In the meantime, reflecting on childish beliefs can be a beneficial exercise, either as a means of easing self-imposed burdens, coming to terms with new information and experiences or just as a source of amusement. I’m not sure when my supply of them will run out or that I’ve even stopped accumulating them, so I should have plenty to keep me busy in the years ahead.

How about you? I’d be interested to learn how your beliefs have developed over time and what inspired you to modify them.

Comments

  1. One of my earliest memories of Church was attending Primary (back when Primary included Sacrament) and taking in the lesson that our bodies now are just like our spirits in the pre-existence. I took this as a way to tamp down any times I had feelings wishing I was a girl, that I could just be like the women I so admired.
    Though I had parents who were pretty good at complaining against teachings that they disagreed with (Saturday’s Warrior comes to mind) and my mother was strong in the feminism of her youth, and concept of gender being wrong was simply not in anyone’s mind but mine.
    What broke it was spending time trying to find understanding from the experiences of LGBTQ+ people. The subsequent wrestling with God, on a question I’d never really asked before, was a turning point in my life.

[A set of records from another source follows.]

PR #4928, opened 2020-07-07
[LCS] Add a limit to recursion depth

matbd:
## Motivation

Last batch of LCS improvements:
* Prevent stack overflows by setting a limit on the depth of LCS data.
* (nit) Set MAX_SEQUENCE_LENGTH = 1 << 31 - 1 instead of 1<< 31 to accomodate Java arrays.

The notion of "depth" suggested in this PR consists in counting named boundaries i.e. struct and enum nodes (but not tuple nodes for instance). This is meant to minimize code changes and computation while still preventing unbounded stack allocations. (Indeed, recursive formats only happens through recursive structs and enums.)

The current code costs some extra memory for serialization but (at least on my mac) when I increase the limit I still get a stack overflow first for deserialization. By the way, the limit is around 900 for my mac with the default stack settings and using single lists as a benchmark.

As a follow up, we should probably design a test to create the most stack-expensive Libra transaction authorized by the specs and allow validators to adjust their stack sizes.

## Test Plan

CI

### DIFF
--- a/common/lcs/src/de.rs
+++ b/common/lcs/src/de.rs
@@ -38,7 +38,7 @@ pub fn from_bytes<'a, T>(bytes: &'a [u8]) -> Result<T>
 where
     T: Deserialize<'a>,
 {
-    let mut deserializer = Deserializer::new(bytes);
+    let mut deserializer = Deserializer::new(bytes, crate::MAX_CONTAINER_DEPTH);
     let t = T::deserialize(&mut deserializer)?;
     deserializer.end().map(move |_| t)
 }
@@ -48,7 +48,7 @@ pub fn from_bytes_seed<'a, T>(seed: T, bytes: &'a [u8]) -> Result<T::Value>
 where
     T: DeserializeSeed<'a>,
 {
-    let mut deserializer = Deserializer::new(bytes);
+    let mut deserializer = Deserializer::new(bytes, crate::MAX_CONTAINER_DEPTH);
     let t = seed.deserialize(&mut deserializer)?;
     deserializer.end().map(move |_| t)
 }
@@ -56,13 +56,17 @@ where
 /// Deserialization implementation for LCS
 struct Deserializer<'de> {
     input: &'de [u8],
+    max_remaining_depth: usize,
 }
 
 impl<'de> Deserializer<'de> {
     /// Creates a new `Deserializer` which will be deserializing the provided
     /// input.
-    fn new(input: &'de [u8]) -> Self {
-        Deserializer { input }
+    fn new(input: &'de [u8], max_remaining_depth: usize) -> Self {
+        Deserializer {
+            input,
+            max_remaining_depth,
+        }
     }
 
     /// The `Deserializer::end` method should be called after a type has been
@@ -173,6 +177,18 @@ impl<'de> Deserializer<'de> {
     fn parse_string(&mut self) -> Result<&'de str> {
         let slice = self.parse_bytes()?;
         std::str::from_utf8(slice).map_err(|_| Error::Utf8)
+    }
+
+    fn enter_named_container(&mut self, name: &'static str) -> Result<()> {
+        if self.max_remaining_depth == 0 {
+            return Err(Error::ExceededContainerDepthLimit(name));
+        }
+        self.max_remaining_depth -= 1;
+        Ok(())
+    }
+
+    fn leave_named_container(&mut self) {
+        self.max_remaining_depth += 1;
     }
 }
 
@@ -333,18 +349,24 @@ impl<'de, 'a> de::Deserializer<'de> for &'a mut Deserializer<'de> {
         visitor.visit_unit()
     }
 
-    fn deserialize_unit_struct<V>(self, _name: &'static str, visitor: V) -> Result<V::Value>
+    fn deserialize_unit_struct<V>(self, name: &'static str, visitor: V) -> Result<V::Value>
     where
         V: Visitor<'de>,
     {
-        self.deserialize_unit(visitor)
+        self.enter_named_container(name)?;
+        let r = self.deserialize_unit(visitor);
+        self.leave_named_container();
+        r
     }
 
-    fn deserialize_newtype_struct<V>(self, _name: &'static str, visitor: V) -> Result<V::Value>
+    fn deserialize_newtype_struct<V>(self, name: &'static str, visitor: V) -> Result<V::Value>
     where
         V: Visitor<'de>,
     {
-        visitor.visit_newtype_struct(self)
+        self.enter_named_container(name)?;
+        let r = visitor.visit_newtype_struct(&mut *self);
+        self.leave_named_container();
+        r
     }
 
     fn deserialize_seq<V>(mut self, visitor: V) -> Result<V::Value>
@@ -364,14 +386,17 @@ impl<'de, 'a> de::Deserializer<'de> for &'a mut Deserializer<'de> {
 
     fn deserialize_tuple_struct<V>(
         mut self,
-        _name: &'static str,
+        name: &'static str,
         len: usize,
         visitor: V,
     ) -> Result<V::Value>
     where
         V: Visitor<'de>,
     {
-        visitor.visit_seq(SeqDeserializer::new(&mut self, len))
+        self.enter_named_container(name)?;
+        let r = visitor.visit_seq(SeqDeserializer::new(&mut self, len));
+        self.leave_named_container();
+        r
     }
 
     fn deserialize_map<V>(mut self, visitor: V) -> Result<V::Value>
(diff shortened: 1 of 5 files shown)


bob-wilson:
@vgao1996 We should make sure the depth checks you're planning at the Move level are consistent with this.

vgao1996:
@bob-wilson sounds good. I'll likely set a limit below the LCS limit for both types and values.

matbd:
> @bob-wilson sounds good. I'll likely set a limit below the LCS limit for both types and values.

@vgao1996 For a simple (but not super efficient) solution, you may call `lcs::serialized_size` to verify that a newly created object is "LCS-compliant".

common/lcs/src/de.rs
```diff
@@ -48,21 +48,25 @@ pub fn from_bytes_seed<'a, T>(seed: T, bytes: &'a [u8]) -> Result<T::Value>
...
     input: &'de [u8],
+    max_remaining_depth: usize,
 }
 
 impl<'de> Deserializer<'de> {
     /// Creates a new `Deserializer` which will be deserializing the provided
     /// input.
-    fn new(input: &'de [u8]) -> Self {
-        Deserializer { input }
+    fn new(input: &'de [u8], max_remaining_depth: usize) -> Self {
```
huitseeker, line 65: I suspect you want to check that max_remaining_depth > 0.
Since the last argument will be difficult to parametrize for newcomers (or people who don't read docs) *and* this is safety-sensitive, would it make sense to have it be an `Into<Option<usize>>`? That way uncertain caller could pass `None`? Alternatively, would it be wise to implement `Default`?
I really want to avoid people putting a Very Large Number there because they don't know what a good value looks like. And I'm nearly rempted to recommend comparing `max_remaining_depth` with `MAX_OBJECT_DEPTH`, and issuing a warning when the former is bigger.
Same remark for `Serializer` ofc.

common/lcs/src/de.rs
```diff
@@ -174,6 +178,18 @@ impl<'de> Deserializer<'de> {
         let slice = self.parse_bytes()?;
         std::str::from_utf8(slice).map_err(|_| Error::Utf8)
     }
+
+    fn enter_named_container(&mut self, name: &'static str) -> Result<()> {
+        if self.max_remaining_depth == 0 {
```
huitseeker, line 183: <= 0 ?

common/lcs/src/error.rs
```diff
@@ -13,8 +13,10 @@ pub enum Error {
     Eof,
     #[error("I/O error: {0}")]
     Io(String),
-    #[error("exceeded max sequence length")]
+    #[error("exceeded max sequence length: {0}")]
     ExceededMaxLen(usize),
+    #[error("exceeded max object depth while entering: {0}")]
+    ExceededObjectDepthLimit(&'static str),
```
huitseeker, line 19: "object" depth? O_o What are those "objects" you speak of? :p

common/lcs/src/error.rs
```diff
@@ -13,8 +13,10 @@ pub enum Error {
...
     #[error("expected boolean")]
```
huitseeker, line 20: What I'm getting at is this is a recursion limit (i.e. an implementation constraint) rather than a statement on a predefined notion of structural depth that would exist in Rust independently of LCS  / Serde details.
How about "recursion depth" wherever you use "object depth", especially in the initial doc comment of lib.rs?

common/lcs/src/lib.rs
```diff
@@ -50,6 +50,24 @@
...
 //!
+//! ## Recursion and Depth of LCS Data
+//!
+//! Recursive data-structures (e.g. trees) are allowed. However, because of the possibility of stack
+//! overflow during (de)serialization, the *depth* of any valid LCS data cannot exceed the value `MAX_OBJECT_DEPTH`.
+//! Formally, we define *depth* as the number of named containers ---that is,
+//! in Rust, the number of struct and enum boundaries--- that are crossed during (de)serialization.
+//!
+//! This definition aims to minimize the number of operations while ensuring that
+//! (de)serialization of a known LCS format cannot cause arbitrary stack allocations.
```
huitseeker, line 61: "arbitrary large"?

common/lcs/src/ser.rs
```diff
@@ -91,22 +91,26 @@ where
...
 }
 
 impl<'a, W> Serializer<'a, W>
 where
     W: std::io::Write,
 {
     /// Creates a new `Serializer` which will emit LCS.
-    fn new(output: &'a mut W) -> Self {
-        Self { output }
+    fn new(output: &'a mut W, max_remaining_depth: usize) -> Self {
```
huitseeker, line 109: I suspect you want to check that max_remaining_depth > 0.

common/lcs/src/ser.rs
```diff
@@ -132,6 +136,14 @@ where
         }
         self.output_u32_as_uleb128(len as u32)
     }
+
+    fn enter_named_container(&mut self, name: &'static str) -> Result<()> {
+        if self.max_remaining_depth == 0 {
```
huitseeker, line 141: <= 0 ?

common/lcs/src/ser.rs
```diff
@@ -132,6 +136,14 @@ where
...
+            return Err(Error::ExceededObjectDepthLimit(name));
+        }
+        self.max_remaining_depth -= 1;
```
huitseeker, line 144: Could one initialize `max_remaining_depth` with a large negative number, and make this underflow to stg large on first iteration? Do you want to use `checked_sub`?

common/lcs/src/ser.rs
```diff
@@ -239,7 +251,8 @@ where
         Ok(())
     }
 
-    fn serialize_unit_struct(self, _name: &'static str) -> Result<()> {
+    fn serialize_unit_struct(mut self, name: &'static str) -> Result<()> {
+        self.enter_named_container(name)?;
         self.serialize_unit()
```
huitseeker, line 256: I'm slightly worried about the maintenability of not having a `leave_named_container` in the recursive calls in `Serializer` (e.g. here). While I suspect that just manifests all your calls occur in terminal position (so that you only pop a stack frame when you're done), I'm wondering what would happen if that was to change (e.g. because you restructure seq / tuple serialization). Wouldn't you have to refactor every "named" method here, potentially leading to a bug if one of them is forgotten?
It's possible I may just be overthinking this.

common/lcs/src/de.rs
matbd: @huitseeker These constructors are not `pub`.

common/lcs/src/de.rs
matbd: not sure why that would be better

common/lcs/src/error.rs
matbd: Good question. I'm fine removing "object" everywhere.

common/lcs/src/lib.rs
matbd: sure

common/lcs/src/ser.rs
matbd: This function is not `pub`. Also, `0` could actually make sense for testing.

common/lcs/src/ser.rs
matbd: `max_remaining_depth ` is a `usize` so there are no negative values.

`checked_sub` is a good idea but it returns an option so I was not sure about if the generated assembly was as good. (Let me check)

common/lcs/src/ser.rs
matbd: So, initially I tried adding a call `self.leave_named_container()` at the end and the borrow checker made it clear that it makes no sense to modify something after use :)

To make this PR, I searched for `name:` and changed the (5) callbacks. It definitely seems like the right approach to me.

common/lcs/src/ser.rs
huitseeker: You're correct ... in debug mode. 
https://play.rust-lang.org/?version=stable&mode=release&edition=2018&gist=4543f51666cebea902bd639690440012

huitseeker: :facepalm: Indeed, you're playing within ℤ/18446744073709551615ℤ and with decrements of size 1 you could only wrap to a larger number from 0, which is explicitly excluded, my bad.

huitseeker: :facepalm: Indeed, you're playing within ℤ/(18446744073709551615ℤ) and with decrements of size 1 you could only wrap to a larger number from 0, which is explicitly excluded, my bad.

common/lcs/src/de.rs
huitseeker: :facepalm:

common/lcs/src/ser.rs
huitseeker: :facepalm:

common/lcs/src/de.rs
huitseeker: Do we expect every validator that would ever run LCS serialization to have/need the same stack size limits ? 

I suspect not.

If not, do we plan to get all validators on the same recursion depth limit ? If so, would that be the lowest common denominator among those validators, and would we be ok with the implication on max transaction/block/what-have-you size over a long period of time? How would we handle an upgrade?

I suspect we'll rather allow distinct validators to run with different values for this parameter (under controlled conditions). What I'm getting at is this constructor will probably not remain private forever.

matbd: In this PR, the depth limit is part of the definition of LCS, so it is the same everywhere.

matbd: I don't see how to do otherwise by the way, since we want to deterministic execution etc.

matbd: Although in practice, it's probably fine to make this value larger in rare occasions.

common/lcs/src/error.rs
matbd: fixed

common/lcs/src/lib.rs
matbd: fixed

  2. I had all sorts of weird beliefs as a kid, often derived from me trying to square a rather fundamentalist scriptural hermeneutic with observed reality — including the little I knew of science. For instance, since I knew continental drift happened over thousands of years, I hypothesized that humans got from Adam-ondi-Ahman (Missouri) to the Fertile Crescent via Noah’s ark: the Mississippi had a disastrous flood, the ark was swept to sea, it looked as if the whole world was flooded, and then they arrived in what appeared to be an entirely new land.

  3. (Correction: millions of years! So Pangaea was nowhere in human history.)

  4. Kristine says:

    TK–the first theological crisis I remember had to do with the same sort of reconciliation effort. I was 5, and our Family Home Evening lesson had (inexplicably! who tells 5-year-olds this stuff?) included a quotation from Brigham Young about how resurrection would proceed, with patriarchs calling their families forth from their graves. I became extremely worried about what would happen to people who were eaten by lions, which led to nightmarish visions of body parts rising up out of the savannah…

  5. On knowing the future, how can God show people visions of future events, if God doesn’t see the future? In D&C 38, Jesus says that all things are present before his eyes. I assume “all things” includes both past and future. Truth is knowledge of things as they were, as they are, and as they are to come (D&C 93). If God is a God of truth (which he tells us he is), then he must have knowledge of the future. You don’t really have to rely on your gut on this. Unless you don’t take him at his word, or if you think Joseph Smith made this all up. If that’s the case, then you may as well toss the whole religion basket into the landfill.